Injuries send two to hospitals after fire Wednesday in Lake Ballinger area

Firefighters get a chainsaw ready for possible use while working to contain a fire Wednesday afternoon in Mountlake Terrace. (Photo courtesy South County Fire)

Correcting address from Mountlake Terrace to Edmonds

Two people were taken to local hospitals Wednesday afternoon after being injured as a result of a fire at an apartment complex near Lake Ballinger in Edmonds.

According to South County Fire spokesperson Christie Veley, one woman and one man were outside the apartment building, located in the 7900 block of 236th Street Southwest, when firefighters arrived.

“The woman had burns and smoke inhalation, and was taken to Harborview (Medical Center),” Veley said. “The man was also suffering from smoke inhalation and was taken to Swedish Edmonds.”

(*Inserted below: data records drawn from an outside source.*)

PR #6023, opened 2023-12-09
[macOS] Correctly set filetypes in Info.plist

shinra-electric:
Currently the filetype association is not working: 

Screenshot 2023-12-09 at 14 55 54

This should hopefully fix it. 

Testing: 

- [ ] Check that Finder correctly associates `nca`, `nro`, `nso`, `nsp` and `xci` files with Ryujinx. 
An example on how it should look: 
Screenshot 2023-12-09 at 13 16 20

### DIFF
--- a/distribution/macos/Info.plist
+++ b/distribution/macos/Info.plist
@@ -10,14 +10,25 @@
     <string>Ryujinx</string>
     <key>CFBundleIconFile</key>
     <string>Ryujinx.icns</string>
-    <key>CFBundleTypeExtensions</key>
-    <array>
-        <string>nca</string>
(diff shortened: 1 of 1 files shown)


shinra-electric:
Seems to work as expected: 

Screenshot 2023-12-09 at 17 12 30

It would be preferable when a file is double-clicked that Ryujinx would: 
- Check if the file is in the games list
- If not, add it
- Run the game

But this functionality could come in a future PR.

shinra-electric:
I've found an example for implementing the open function in Qt: 
https://doc.qt.io/qt-6/qfileopenevent.html#macos-example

Neither of the injuries to the woman and man were life-threatening, Veley said.

A 911 call reported a porch fire at the 4-unit building just after 12:40 p.m., according to a news release. While firefighters kept flames contained to the original unit, fire spread to the attic and took more than a half-hour to get under control.

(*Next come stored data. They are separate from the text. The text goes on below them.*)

PR #6029, opened 2023-12-11
Input: Improve controller identification

riperiperi:
Controllers were identified before by a combination of their _global_ index in the list of controllers and their GUID. The problem is, disconnecting and reconnecting a controller can change its global index; the controller can appear at the end when it was originally at the start. This would give it another ID, and the controller would need to be reconfigured.

This happened to me a lot with a switch pro controller and a USB game controller, it was essentially random which appeared first, and sometimes I had to pull cables or reconfigure the controllers. Now, it consistently detects them.

This PR changes the controller identification to be a combination of an index of controllers with the same GUID (generally 0), and its GUID. It also reworks managing the list of controllers to properly consider instance IDs.

This also changes the NpadManager to attempt to reuse old controllers when refreshing input configuration, which can prevent input from going dead for seconds whenever an unrelated controller connects or disconnects (and the switch pro controller just entirely dying).

Testing with different controller types, OS and Avalonia is welcome. Remember that the target is connecting a ton of controllers, and pulling/reconnecting them.

### DIFF
--- a/src/Ryujinx.Input.SDL2/SDL2GamepadDriver.cs
+++ b/src/Ryujinx.Input.SDL2/SDL2GamepadDriver.cs
@@ -138,7 +138,6 @@ namespace Ryujinx.Input.SDL2
                     OnGamepadDisconnected?.Invoke(id);
                 }
 
-
                 lock (_lock)
                 {
                     _gamepadsIds.Clear();
--- a/src/Ryujinx.Input.SDL2/SDL2GamepadDriver.cs
+++ b/src/Ryujinx.Input.SDL2/SDL2GamepadDriver.cs
@@ -9,8 +9,18 @@ namespace Ryujinx.Input.SDL2
     {
         private readonly Dictionary<int, string> _gamepadsInstanceIdsMapping;
         private readonly List<string> _gamepadsIds;
+        private readonly object _lock = new object();
 
-        public ReadOnlySpan<string> GamepadsIds => _gamepadsIds.ToArray();
+        public ReadOnlySpan<string> GamepadsIds
+        {
+            get
+            {
+                lock (_lock)
+                {
+                    return _gamepadsIds.ToArray();
+                }
+            }
+        }
 
         public string DriverName => "SDL2";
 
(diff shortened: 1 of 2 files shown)


willianholtz:
For example: I have 2 controls that I use here, the Pro on the Switch and one on the PS4 (and I rarely use it on the PS5), however, when I remove the control, and open the emulator again without the control being plugged in, the controller configuration control disappears and I have to set again which control I want to use. It would be interesting for the emulator to automatically identify the already plugged-in control, depending on which one I'm using, and reconfigure it on its own.

Below is a log of your PR, with 1 and 2 controls:
[Ryujinx_1.1.0+4cb79e4_2023-12-13_14-39-08.log](https://github.com/Ryujinx/Ryujinx/files/13663966/Ryujinx_1.1.0%2B4cb79e4_2023-12-13_14-39-08.log)

[Ryujinx_1.1.0+4cb79e4_2023-12-13_14-46-44.log](https://github.com/Ryujinx/Ryujinx/files/13663967/Ryujinx_1.1.0%2B4cb79e4_2023-12-13_14-46-44.log)

riperiperi:
Is part of your message missing? You just started it with "for example" and I don't really know what the anecdote has to do with these changes.

The expected behaviour is as follows:
- A specific controller is bound to Player 1
- A specific 2nd controller is bound to Player 2
- When the 2nd controller is disconnected, the first controller stays bound to P1. Player 2 is disconnected.
- When the 1st controller is disconnected, the second controller stays bound to P2. Player 1 is disconnected.
- If the controllers are plugged in a different order, then they stay bound to the same players and don't randomly unbind
- When a 3rd unbound controller is plugged or unplugged, players 1 and 2 should not be interrupted.

Anything that would change what player a specific controller is bound to depending on user preference would require an entirely different implementation of Input, where controllers would be configured without a player number and they press L+R to assign them with the controller applet similar to the switch. This is not in the scope of this PR.

willianholtz:
> Is part of your message missing? You just started it with "for example" and I don't really know what the anecdote has to do with these changes.
> 
> The expected behaviour is as follows:
> 
> * A specific controller is bound to Player 1
> * A specific 2nd controller is bound to Player 2
> * When the 2nd controller is disconnected, the first controller stays bound to P1. Player 2 is disconnected.
> * When the 1st controller is disconnected, the second controller stays bound to P2. Player 1 is disconnected.
> * If the controllers are plugged in a different order, then they stay bound to the same players and don't randomly unbind
> * When a 3rd unbound controller is plugged or unplugged, players 1 and 2 should not be interrupted.
> 
> Anything that would change what player a specific controller is bound to depending on user preference would require an entirely different implementation of Input, where controllers would be configured without a player number and they press L+R to assign them with the controller applet similar to the switch. This is not in the scope of this PR.

Dude, I apologize... As I use Google translate, I think I missed the beginning of the subject...

Now, I don't even remember what I wrote...

But it was something like RPCS3 does, when I have two controllers connected, and I don't use it in any other controller slot (players), the emulator automatically recognizes that I removed the controller and moves to the second one connected (if it is not set to player 2 or other players logically)

src/Ryujinx.Input.SDL2/SDL2GamepadDriver.cs
```diff
@@ -110,7 +138,11 @@ protected virtual void Dispose(bool disposing)
                     OnGamepadDisconnected?.Invoke(id);
                 }
 
-                _gamepadsIds.Clear();
+
```
gdkchan, line 141: Double empty line.

gdkchan (approved):
lgtm, but that is not really my code. I had this problem a few times when playing with more than one controller, it was a bit annoying.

Nearly 50 firefighters responded to the fire from 13 different fire stations, according to a news report.

Fire department personnel confer Wednesday afternoon at the site of a fire at an Edmonds apartment complex near Lake Ballinger. (Photo courtesy South County Fire)

Nearly 50 firefighters responded to the fire from 13 different fire stations.

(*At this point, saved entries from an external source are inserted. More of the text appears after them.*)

Issue #6040, opened 2023-12-16
[Bug] JoyCon Stick configuration settings for Invert X / Y and Rotate 90 Degrees map to Physical Stick instead of Logical Stick


amurgshere:
### Description of the issue

It is not possible to configure an Xbox controller to act as a sole Right JoyCon using the Left Physical Stick, this is because the Invert X / Y and Rotate options for both Left and Right JoyCons map relate to the physical stick and not the logical stick.

### Reproduction steps

I want to use an Xbox controller as a single Right JoyCon
1) Menu -> Options -> Settings -> Input
2) Select Input Device as Xbox Controller
3) Select Controller Type as "JoyCon Right"
4) Map Logical (JoyCon) Right Stick to Xbox Controller Physical Left Stick
5) Check both "Invert Stick X" and "Invert Stick Y"
6) Check "Rotate 90 Clockwise"
7) Test with a game that supports JoyCon for single player, e.g. Super Mario Party
## Note that Inversion and Rotation of stick does not occur

However, if you map the Logical (JoyCon) Right Stick to Physical Right Stick, the inversion and rotation does occur

It appears as if the Invert X / Y and Rotate Options only apply to the Physical Xbox Right stick for Right JoyCon and Physical Xbox Left stick for Left JoyCon, where as these settings should refer to the logical JoyCon stick instead.

### Log file

[Ryujinx_1.1.1+0_2023-12-16_23-42-09.log](https://github.com/Ryujinx/Ryujinx/files/13692825/Ryujinx_1.1.1%2B0_2023-12-16_23-42-09.log)

### OS

MacOS 14.1.2

### Ryujinx version

1.1.110

### Game version

1.1.0

### CPU

M1 MacbookAir

### GPU

8 Core Apple GPU

### RAM

16GB

### Additional context?

This issue occurs because the Invert X / Y and Rotate settings are applied when getting the Physical Input value of the stick rather than after their values have been mapped to the Logical Stick as per this code here:
* https://github.com/Ryujinx/Ryujinx/blob/9864675a0bb74e79bef5cd4658d96cc00553c144/src/Ryujinx.Input.SDL2/SDL2Gamepad.cs#L346-L364

Suggest this code be moved to after the stick mapping has occurred, the mapping appears to occur on these lines when referencing the _stickUserMapping array:

* https://github.com/Ryujinx/Ryujinx/blob/master/src/Ryujinx.Input.SDL2/SDL2Gamepad.cs#L299-L300

[...]

Issue #5538, opened 2023-08-06
[Bug]The stick rotation does not take effects in "joycon side" mode if stick is oppsite one


dragonation:
### Description of the issue

Config "left sitck" to "right stick" in joycon left mode and make it rotate 90 clockwise. the rotation is not working
The same, if configing "right stick" to "left stick" in joycon right mode with rotations , it does not working either.

I don't know whether is a feature or bug, but i think it does not make sense.

And not tested in traditional version, only tested it in ava version.

### Reproduction steps

1. Change controller type to "JoyCon Left",
2. Set Left Stick to the "Right"
3. Turn on Rotate 90 Clockwise
4. Play a game, and see the direction of joystick, for example: mario party?

### Log file

I think this does not need logs...

### OS

Windows 11

### Ryujinx version

1.1.974

NotVeryAnonymous:
Issue still occurs on 1.1.1279, macOS.

Issue #4028, opened 2022-12-05
Single Right Joy Con issues on macOS 13+


Candygoblen123:
### What's the issue you encountered?

Because of SDL's use of GameController framework, single Joy Cons appear to Ryujinx as a "normal controller" with the stick mapped to the left stick rotated 90 degrees, the face buttons mapped to their counterparts rotated 90 degrees, SL and SR mapped to L and R, and L/R and ZL/ZR mapped to nothing at all. 

Dual Joy Cons are not affected by this issue, and work just fine.

In Ryujinx's input settings, it is impossible to map L/R or ZL/ZR to anything, it is impossible to rotate the stick on the right Joy Con 90 degrees (it is possible to on a left Joy Con), and the face buttons need to be remapped manually. 

### How can the issue be reproduced?

Pair a single Joy Con to a Mac running macOS 13+, open Ryujinx's input settings, select one of the 2 provided single Joy Con controllers listed, and try and map something. 

### Log file

[Ryujinx_ 1.1.0-macos1_2022-12-05_14-55-38.log](https://github.com/Ryujinx/Ryujinx/files/10157671/Ryujinx_.1.1.0-macos1_2022-12-05_14-55-38.log)

### Environment?

- Ryujinx version: 1.1.0-macos1
- Game version: N/A, but I tested with Pokèmon: Let's Go, Eevee v1.0.2
- System Specs:
  - OS: macOS 13.0.1 (22A400)
  - CPU: M1
  - GPU: M1
  - RAM: 8GB
- Applied Mods : No

### Additional context?

It seems that this was fixed in SDL v2.26.0, `Added the hint SDL_HINT_JOYSTICK_HIDAPI_VERTICAL_JOY_CONS to control whether Nintendo Switch Joy-Con controllers will be in vertical mode when using the HIDAPI driver`.

HomeStarRunnerTron:
[...]

PR #6041, opened 2023-12-16
#6040 Fix issues with Invert X / Y and Rotate when mapping different physical stick to JoyCon logical stick

amurgshere:
Ensure the Invert X / Y and Rotate stick configuration is used based on the logical mapped stick instead of the physical stick. This change addresses Bug #6040 .

### DIFF
--- a/src/Ryujinx.Input.SDL2/SDL2Gamepad.cs
+++ b/src/Ryujinx.Input.SDL2/SDL2Gamepad.cs
@@ -313,6 +313,33 @@ namespace Ryujinx.Input.SDL2
             return value * ConvertRate;
         }
 
+        private JoyconConfigControllerStick<GamepadInputId, Common.Configuration.Hid.Controller.StickInputId> GetLogicalJoyStickConfig(StickInputId inputId) 
+        {
+            switch(inputId) 
+            {
+                case StickInputId.Left:
+                    if (_configuration.RightJoyconStick.Joystick == Common.Configuration.Hid.Controller.StickInputId.Left)
+                    {
+                        return _configuration.RightJoyconStick;
+                    }
+                    else
+                    { 
+                        return _configuration.LeftJoyconStick;
+                    }
+                case StickInputId.Right:
+                    if (_configuration.LeftJoyconStick.Joystick == Common.Configuration.Hid.Controller.StickInputId.Right)
+                    {
+                        return _configuration.LeftJoyconStick;
+                    } 
+                    else
+                    {
+                        return _configuration.RightJoyconStick;
+                    }
+            }
+
+            return null;
+        }
+
         public (float, float) GetStick(StickInputId inputId)
         {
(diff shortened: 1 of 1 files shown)


NotVeryAnonymous:
@AcK77 For what it's worth (coming from someone that doesn't know the codebase at all), I did brief testing on the macOS GUI test build for this, and it appears to work. I believe this also might fix or at least be related to #6469 #6040 #5538. Also, #4028 may be sorta related (at least the parts about rotating/inverting). 

I could play Mario Party on my Dualsense by doing right joy con, but using left stick and remapping the ABXY and SL/SR to make sense! Crucially for this setup, the rotate 90º and invert X/Y all worked! (Also tested using the right stick on a left joy con setting)

KaKen0:
The 90° Rotation for Player 2 with the Seperate JoyCon Selection still doesnt work, if anything else then the Auto Assigned Right Stick is Selected/Configured. And for the love of everything please make the "Number of Controller Inputs dont Match" a Checkeable thing to never show up again.

amurgshere:
> The 90° Rotation for Player 2 with the Seperate JoyCon Selection still doesnt work, if anything else then the Auto Assigned Right Stick is Selected/Configured. And for the love of everything please make the "Number of Controller Inputs dont Match" a Checkeable thing to never show up again.

Could you please reference another issue number with more detailed instructions or raise one and let me know for this as I would love to look into this further.

amurgshere:
@KaKen0 , I haven’t been able to reproduce your issue above, are you able to supply some more detailed steps to reproduce please so that I can reproduce and hopefully fix? Thank you.

src/Ryujinx/UI/ViewModels/Input/InputViewModel.cs
```diff
@@ -439,6 +438,24 @@ private static string GetShortGamepadId(string str)
...
         public void LoadDevices()
         {
+            string GetGamepadName(IGamepad gamepad, int controllerNumber)
+            {
+                return $"{GetShortGamepadName(gamepad.Name)} ({controllerNumber})";
+            }
+
+            string GetUniqueGamepadName(IGamepad gamepad, ref int controllerNumber)
+            {
+                var name = GetGamepadName(gamepad, controllerNumber);
```
amurgshere, line 448: NOTE: Could potentially remove the need for the additional GetGamepadName function and simply recursively call into GetUniqueGamepadName, but figured we wouldn't want a recursive call just in case...

amurgshere:
Thanks @KaKen0 ,

Ahh that explains it, these changes have not been merged into the mainline yet, so you would have to use a version from the build of this Pull Request for it to work, as the issue you are seeing is the exact same issue that my fix rectifies. The builds for this pull request are no longer available (404 Error) so you will need to wait until a new build for the Pull Request is complete then download the link from that build and try that.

“Thank you Shoreline Fire Department for your help with this response,” according a post on the X (formerly Twitter) page of South County Fire. “We also appreciate Support 7 and American Red Cross Northwest Region volunteers for assisting at least nine people temporarily displaced by the fire. South County Fire is investigating the cause.”

A fire at an apartment complex is contained by spraying water (left) Wednesday in Edmonds. (Screenshot from video courtesy of South County Fire)
Personnel from 13 fire stations responded to the fire in Edmonds on Wednesday afternoon. (Photo courtesy of South County Fire)
  1. This fire is a tragedy, as are all house fires. I am very sorry for the affected residents of the 4 apartments in this building. Does any other reader of this news story find it inappropriate that firefighters from 13 stations responded to a fire in a 4 unit apartment building? It’s ONE relatively small building, folks. The South County Regional Fire Authority has been telling the Edmonds City Council that they are a well oiled machine, that they are good custodians of the tax dollars they collect, that they are not over staffed and that they do not waste the public’s money. That’s the message from the elected members of the fire commission. But that’s not the truth. The truth is what MEN reported in this article. This was a failed response, in my opinion. A failed response is not only when it takes too long to get firefighters and equipment to the scene of a fire. A failed response is also when you swarm a fire with too many personnel and equipment from multiple agencies because you don’t know your territory and you don’t know how to dispatch. Why should I vote next year to join this RFA?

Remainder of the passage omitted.